“We have to put a face on the WDMA here in Washington, In fact, the whole window and door industry needs to be better known in Washington.”Those were the words of Michael O’Brien, executive vice president of the Window and Door Manufacturers Association, and he and his new Washington, D.C.-based legislative team (CLICK HERE for that story) have the goal of doing just that–getting the issues of the door and window industry in front of legislators.

O’Brien says he and his staff are just finishing the WDMA’s position on the climate change legislation. He points out that the WDMA’s focus will be on the building code and energy efficient provisions in the bill, rather than other items in the bill.

“While cap and trade is relevant we will really focus on those issues directly affecting the door and window industry,” he says. “There is so much attention placed on cap and trade [by various industry groups] that we need to get the other industry concerns raised to the highest level.”

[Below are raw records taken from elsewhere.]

PR #1965, opened 2021-08-03
Fixed panic when merging a branch that still contains a table that was deleted in the target

zachmu:
Also some other panics, and added more merge tests. Cleaned up merge short circuit code, and clarified the behavior when one branch edits a table another deletes during a merge.

### DIFF
--- a/go/libraries/doltcore/merge/merge.go
+++ b/go/libraries/doltcore/merge/merge.go
@@ -877,9 +877,9 @@ func MergeRoots(ctx context.Context, ourRoot, theirRoot, ancRoot *doltdb.RootVal
 			if err != nil {
 				return nil, nil, err
 			}
-		} else if has, err := newRoot.HasTable(ctx, tblName); err != nil {
+		} else if newRootHasTable, err := newRoot.HasTable(ctx, tblName); err != nil {
 			return nil, nil, err
-		} else if has {
+		} else if newRootHasTable {
 			tblToStats[tblName] = &MergeStats{Operation: TableRemoved}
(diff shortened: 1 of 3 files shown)


zachmu:
This fixes #1966

go/libraries/doltcore/merge/merge.go
```diff
@@ -892,7 +901,11 @@ func MergeRoots(ctx context.Context, ourRoot, theirRoot, ancRoot *doltdb.RootVal
 				return nil, nil, err
 			}
 		} else {
-			panic("?")
+			// This is a deleted table that the merge root still has
+			if stats.Operation != TableRemoved {
+				panic("Invalid merge state. This is a bug.")
```
andrew-wm-arthur, line 906: let's put the table name into this panic message

go/libraries/doltcore/merge/merge.go
```diff
@@ -859,7 +868,6 @@ func MergeRoots(ctx context.Context, ourRoot, theirRoot, ancRoot *doltdb.RootVal
 	// need to validate merges can be done on all tables before starting the actual merges.
 	for _, tblName := range tblNames {
```
andrew-wm-arthur, line 869: One lingering issue is we still match tables by name, rather than by tags, across merge roots. So renamed tables will not be handled correctly

andrew-wm-arthur (approved):
lgtm

go/libraries/doltcore/merge/merge.go
zachmu: Added a note and TODO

That will be the team’s focus during the August congressional recess–educating key staffers regarding these and other issues.

Another big issue for the legislative arm of the association is getting a revision made to the .30/.30 tax credits for doors and windows.

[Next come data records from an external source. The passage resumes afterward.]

PR #1967, opened 2021-08-03
Edit dolt merge ret type again 

VinaiRachakonda:


andrew-wm-arthur:
We should add some integrations tests for this. Take a look at https://github.com/dolthub/dolt/blob/76212aae15ac47447626cbab8fb1b2cebe8aeb12/go/libraries/doltcore/sqle/integration_test/history_table_test.go#L79

PR #1976, opened 2021-08-04
Cleanup from transaction migration

zachmu:
First batch of cleanup, getting rid of uses of RepoStateWriter as much as possible.

To push this farther requires new abstractions that can handle updating the HEAD, head commit, and working roots at the same time, which is the next step.


go/libraries/doltcore/dtestutils/testcommands/command.go
```diff
@@ -48,7 +48,10 @@ func (a StageAll) Exec(t *testing.T, dEnv *env.DoltEnv) error {
 	roots, err := dEnv.Roots(context.Background())
```
andrew-wm-arthur, line 48: we need to kill off this package, I added `testcommands` before realizing we could just use the actual commands in tests

go/libraries/doltcore/env/actions/staged.go
```diff
@@ -16,69 +16,44 @@ package actions
...
-		return err
-	}
-
+func StageTables(ctx context.Context, roots doltdb.Roots, docs doltdocs.Docs, tbls []string) (doltdb.Roots, error) {
 	if len(docs) > 0 {
+		var err error
 		roots.Working, err = doltdocs.UpdateRootWithDocs(ctx, roots.Working, docs)
 		if err != nil {
-			return err
+			return doltdb.Roots{}, nil
```
andrew-wm-arthur, line 29:
```suggestion
			return doltdb.Roots{}, err
```

andrew-wm-arthur: we should added Lars' linter

go/libraries/doltcore/env/environment.go
```diff
@@ -1016,3 +944,59 @@ func (dEnv *DoltEnv) GetUserHomeDir() (string, error) {
 func (dEnv *DoltEnv) TempTableFilesDir() string {
 	return mustAbs(dEnv, dEnv.GetDoltDir(), tempTablesDir)
 }
+
+// GetGCKeepers returns the hashes of all the objects in the environment provided that should be perserved during GC.
+func GetGCKeepers(ctx context.Context, env *DoltEnv) ([]hash.Hash, error) {
```
andrew-wm-arthur, line 949: I think that we don't need this anymore. Working and stage are stored in a `dataset` now, which should protect them from GC. That said, I think we should make that a separate change

andrew-wm-arthur (approved):
LGTM

go/libraries/doltcore/dtestutils/testcommands/command.go
zachmu: added TODO

go/libraries/doltcore/env/actions/staged.go
zachmu: fixed

go/libraries/doltcore/env/environment.go
zachmu: Added a todo

PR #4091, opened 2022-08-15
Lock new databases where source db is locked

max-hoffman:


go/libraries/doltcore/env/environment.go
```diff
@@ -1237,24 +1233,41 @@ func getProcessFromLockFile(fs filesys.Filesys, lockFile string) (int, error) {
...
+	lockFile, _ := fs.Abs(filepath.Join(dbfactory.DoltDir, ServerLockFile))
+	return fs.WriteFile(lockFile, []byte(fmt.Sprintf("%d", os.Getpid())))
 }
 
-// Unlock deletes this database's lockfile
-func (dEnv *DoltEnv) Unlock() error {
-	if dEnv.IgnoreLockFile {
-		return nil
+// FsIsLocked returns true if a lockFile exists with the same pid as
+// the calling process.
```
zachmu, line 1252: Not the calling process right? Any live process

zachmu (approved):
LGTM

PR #4093, opened 2022-08-15
allow optional empty value for string value for arg parsing

jennifersp:
`--socket` flag can be defined without value, which should get default value of `/tmp/mysql.sock`
To allow empty string as value, added a new arg option type.


fulghum (approved):
Great fix. Nice job knocking this one out so quickly! 🎉

PR #4102, opened 2022-08-16
Various fixes for database revision specifiers

fulghum:
Changing revision databases to be instantiated on-demand, instead of trying to track them in DoltDatabaseProvider. This simplifies how we manage revision databases and avoids revision dbs hanging around in memory after customers are done using them. The biggest UI changes for customers is that `show databases` will now no longer show all revision dbs that have ever been used, but instead will only include the single revision database a customer is currently using. 

Fixes: https://github.com/dolthub/dolt/issues/4067
Fixes: https://github.com/dolthub/dolt/issues/4031


integration-tests/bats/deleted-branches.bats
```diff
@@ -73,34 +73,6 @@ make_it() {
     server_query "dolt_repo_$$/main" 1 "SELECT * FROM test" "id\n"
 }
 
-@test "deleted-branches: can DOLT_CHECKOUT on SQL connection with existing branch revision specifier when dolt_default_branch is invalid" {
```
fulghum, line 76: These two tests happened to work, because there was an existing session that `use`d the branch-qualified database revision, before the default branch was corrupted. Since this change stopped tracking database revisions as databases in the DatabaseProvider, these tests started failing. 

I spent some time digging through this, but ended up deciding this was not a super important edge case to continue supporting, so I removed the tests. I'm happy to give it some more time if people think this is important though.

zachmu: I think rather than deleting, the right approach is just to lower the bar for this test so the behavior is still defined and we know it doesn't panic. Basically anything can happen, we just want to make sure it's not a fatal error.

zachmu: Same for the one below obv

integration-tests/bats/sql-server.bats
```diff
@@ -1258,7 +1258,7 @@ END""")
     # can't drop a branch-qualified database name
     run server_query "" 1 "drop database \`test2/newbranch\`"
     [ "$status" -ne 0 ]
-    [[ "$output" =~ "database not found: test2/newbranch" ]] || false
+    [[ "$output" =~ "unable to drop revision database: test2/newbranch" ]] || false
 
     server_query "" 1 "drop database TEST2"
```
zachmu, line 1263: Would be cool to have some bats tests showing the output for `show databases` after something like `use mydb/HEAD~`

“We want to see the tax credits follow the 2010 ENERGY STAR requirements,” says O’Brien. “.30/.30 is a standard based on nothing and we don’t want it to set a precedent and gain traction.”

Editors’ note: DWM editor Tara Taffera met with O’Brien and his staff recently. To hear more of O’Brien’s comments on .30/.30 and the climate changes bill, be sure to tune in to the August edition of the DWM newscast, which will hit readers next week.

1 Comment

  1. I am disappointed that WDMA continues to leave out any mention of its skylight member concerns in this new initiative. Although the organization’s name is abbreviated to exclude this product category, they gladly accept our dues and fees. My concern is that the unique aspects of roof-mounted fenestration products are being officially relegated to afterthoughts, particularly in regard to the 0.30/0.30 issue. This needs to change, the sooner the better.